AgentSkillsCN

new-post

通过引导式访谈,为您的 Quartz 网站创建一篇全新的博客文章。

SKILL.md
--- frontmatter
name: new-post
description: Create a new blog post for your Quartz site via guided interview.
disable-model-invocation: true
allowed-tools: Read, Write, Bash, Glob, Grep, AskUserQuestion, WebSearch, WebFetch
argument-hint: "[topic or idea]"

Create New Blog Post

You are creating a new blog post for the user's Quartz-powered blog. Use a structured interview to gather requirements, then generate a well-crafted post.

Steps

1. Load Configuration

Read .claude/mark-my-words.local.md to get the user's settings. If the file doesn't exist, tell the user:

No configuration found. Please run /mark-my-words:setup first to configure your blog settings.

Then stop.

Load Voice Profile

If the config has a default_voice set (not null), read the voice profile from .claude/voices/<default_voice>.md. If the file doesn't exist, warn the user that their default voice profile is missing and continue without a voice.
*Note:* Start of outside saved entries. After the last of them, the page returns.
PR #6373, opened 2026-08-06
Create parent-linked sharing entries for child resources written without a user

DarshitChanpura:
### Description
`ResourceIndexListener.postIndex` requires an authenticated user in the thread context to create a resource-sharing entry. When none is present, it fails with an uncaught NPE (null user subject) or skips silently at debug level. Resources written in a genuinely user-less context — scheduled jobs running under job-scheduler (e.g. scheduled report instances), provisioning steps executed under system context — therefore never receive sharing entries and stay permanently invisible to the resource-sharing APIs, including to the owner of the parent resource that triggered them.

### Changes
- Null-safe user-subject extraction
- No user + provider declares a parent (`parentType`/`parentIdField`): the sharing entry is created by inheriting `tenant`/`created_by` from the parent's sharing record, linked via `parentType`/`parentId` so `ResourceAccessHandler` delegates evaluation to the parent
- No user + no parent: skip is logged at WARN (previously silent), making the failure mode visible to operators
- Entry-indexing failures now log at WARN instead of debug

### Testing
New integration tests (`SystemContextChildResourceTests`, sample plugin hierarchy, all passing) index resource documents through the internal node client — no user in context, mirroring plugin/system-subject writes:
- child resources receive a parent-linked entry inheriting the parent owner; sharing the parent grants access to the system-created child
- parent-less resources are skipped without an entry
- children referencing a missing parent record are skipped

### Investigation note (correction)
This PR was initially motivated by on-demand report instances missing sharing records on a 3.8.0 snapshot. Deeper investigation showed that case was actually caused by listener-attachment timing on that build: the listener attaches per-index in `onIndexModule` filtered by `protected_types`, so a type added to the dynamic setting after its index was already open never got a listener until restart (current main attaches based on the unfiltered registered set, so main appears immune). On-demand instance writes do carry the authenticated user and work once the listener is attached. The user-less gap addressed by this PR remains real for scheduled/system-context writes, as covered by the new tests.

### Companion PRs
- opensearch-project/reporting#1213 (report-instance → report-definition)
- opensearch-project/flow-framework#1455 (workflow_state → workflow)

### Category
Bug fix


DarshitChanpura:
Companion reporting PR: opensearch-project/reporting#

sample-resource-plugin/src/integrationTest/java/org/opensearch/sample/resourcegroup/SystemContextChildResourceTests.java
```diff
@@ -0,0 +1,149 @@
...
+import static org.opensearch.sample.utils.Constants.RESOURCE_TYPE;
+import static org.opensearch.security.api.AbstractApiIntegrationTest.forbidden;
+import static org.opensearch.security.api.AbstractApiIntegrationTest.ok;
+import static org.opensearch.test.framework.TestSecurityConfig.User.USER_ADMIN;
+
+/**
+ * Tests sharing-entry creation for resources written WITHOUT an authenticated
+ * user in the thread context — the situation plugins are in when they index
+ * resource documents under a plugin/system subject (e.g. reporting's
+ * on-demand report instances via PluginClient, or scheduled jobs running
```
cwperks: on-demand runs in system context?

cwperks (approved):

sample-resource-plugin/src/integrationTest/java/org/opensearch/sample/resourcegroup/SystemContextChildResourceTests.java
DarshitChanpura: Ah, this needs an update. No, on-demand report instances aren't user-less. PluginBaseAction stashes the context but then calls storedThreadContext.restore() before executeRequest, so the caller's authenticated user is present when the instance is indexed and postIndex attributes it normally (the missing-record report; originally chased was the listener-attachment timing issue in the investigation note, not a no-user problem). The class Javadoc was stale from that initial hypothesis; I've updated it to drop the on-demand-report example and cite the correct user-less writes this suite exercises (scheduled jobs under job-scheduler, system/provisioning-context).

Issue #6339, opened 2026-07-28
Add pagination support to Security configuration collection APIs


cwperks:
### Description

The Security configuration collection APIs currently return every caller-visible configuration entity in a single response. Large deployments may have thousands of internal users, roles, role mappings, action groups, tenants, or node-DN groups, which can produce large payloads and add memory, serialization, and client-side processing overhead.

OpenSearch introduced a common cursor-based pagination model for collection APIs in [OpenSearch#14641](https://github.com/opensearch-project/OpenSearch/pull/14641) and [OpenSearch#14718](https://github.com/opensearch-project/OpenSearch/pull/14718). The Security plugin should adopt a consistent version of that model for its configuration collection APIs.

### Proposed scope

Add opt-in pagination to collection GETs for:

- `/_plugins/_security/api/internalusers` (and the legacy `/user` alias)
- `/_plugins/_security/api/roles`
- `/_plugins/_security/api/rolesmapping`
- `/_plugins/_security/api/actiongroups` (and the legacy `/actiongroup` alias)
- `/_plugins/_security/api/tenants`
- `/_plugins/_security/api/nodesdn`

Singleton configuration APIs such as `securityconfig`, `audit`, and `allowlist` do not need pagination. Other non-configuration collection APIs (for example API tokens, certificates, versions, and resource APIs) can adopt the contract separately if appropriate.

### Proposed API contract

Use the same concepts as the OpenSearch `_list` APIs:

- `size`: positive page size, defaulting to 100 when pagination is requested
- `next_token`: opaque cursor returned by the preceding page
- `sort`: `asc` or `desc`, sorting by configuration entity name and defaulting to `asc`

For example:

```http
GET /_plugins/_security/api/roles?size=2&sort=asc
```

```json
{
  "next_token": "<opaque token>",
  "roles": {
    "role_a": { "...": "..." },
    "role_b": { "...": "..." }
  }
}
```

The final page should return `"next_token": null`.

The cursor should be bound to at least the configuration type, sort direction, and last returned entity name. Invalid or tampered cursors, and cursors used with a different endpoint or sort direction, should return `400 Bad Request`. Name-based cursor continuation is preferable to offsets so additions or deletions before the cursor do not shift every later page.

### Backward compatibility

Requests without pagination parameters must retain the exact existing response shape and continue returning the complete visible collection. Single-entity GET endpoints must retain their current behavior; pagination parameters on those endpoints should be rejected with `400 Bad Request`.

[...]

PR #6378, opened 2026-08-08
Add pagination support for Collection APIs

itsmevichu:
### Description
* Category:  New feature
Large deployments can have thousands of security configuration entities (users, roles, mappings, etc.). Returning everything in one response creates unbounded payloads. This PR adds opt-in cursor-based pagination to the six Security configuration collection APIs, using the same surface contract (size, sort, next_token) as OpenSearch core's _list APIs.
Without pagination parameters, all six collection endpoints behave identically to before — fully backward compatible.
With the new opt-in parameters, responses use a paginated envelope:
```{ "next_token": "<cursor or null>", "roles": { "role_a": {}, "role_b": {} } }```
Affected endpoints: internalusers, roles, rolesmapping, actiongroups, tenants, nodesdn.
* Key guarantees:
Pagination applies after authorization and redaction — hidden entities cannot leak through page contents or cursor values.
Cursors are bound to endpoint and sort direction; misuse returns 400.
Pagination params on single-entity GETs return 400.
Lexicographic cursor continuation - safe across additions and deletions between page requests.

### Issues Resolved
https://github.com/opensearch-project/security/issues/6339

### Testing
Unit tests, Integration tests and manual testing.

### Check List


itsmevichu:
@cwperks @DarshitChanpura Could you please review this PR when you get a chance? It’s been inactive for a while, and I’d really appreciate your feedback. Thanks!

cwperks:
> @cwperks @DarshitChanpura Could you please review this PR when you get a chance? It’s been inactive for a while, and I’d really appreciate your feedback. Thanks!

I will take a look this week. Sorry for delay. Ty for taking this on, its certainly something that I think can be done more broadly for any category of configuration.

cwperks:
@itsmevichu one high-level comment:

How would pagination work for APIs that may support a filter?

I think that `internalusers` may have a param called `filterBy` to distinguish internal from service account users (note: service was created in context of extensions and not currently used so in effect the `internalusers` API has no filter mechanism), but what happens if we pass a filter in like `/_plugins/_security/api/logs*` that matches 10_ users. Do the changes in this PR work?

Same on `nodes_dn` where I see a param called `show_all`. I'm not familiar with this param, but let's make sure the logic honors the existing params.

Also check if any voice profiles exist in .claude/voices/ using Glob. Store this for the interview step.

Resolve Media Directory

If the config has media_dir set (not null), resolve the full media path as <content_root>/<media_dir> and ensure the directory exists (mkdir -p). Store this path for use in the writing and media processing steps.

2. Resolve Content Location

  • If source_type: remote: Check if the repo is already cloned locally. Look for a working directory at .mark-my-words-workdir/ relative to the project root. If not cloned, clone it:

    code
    git clone --branch <repo_branch> <repo_url> .mark-my-words-workdir
    

    If already cloned, pull latest changes. The content root is .mark-my-words-workdir/<content_dir>/.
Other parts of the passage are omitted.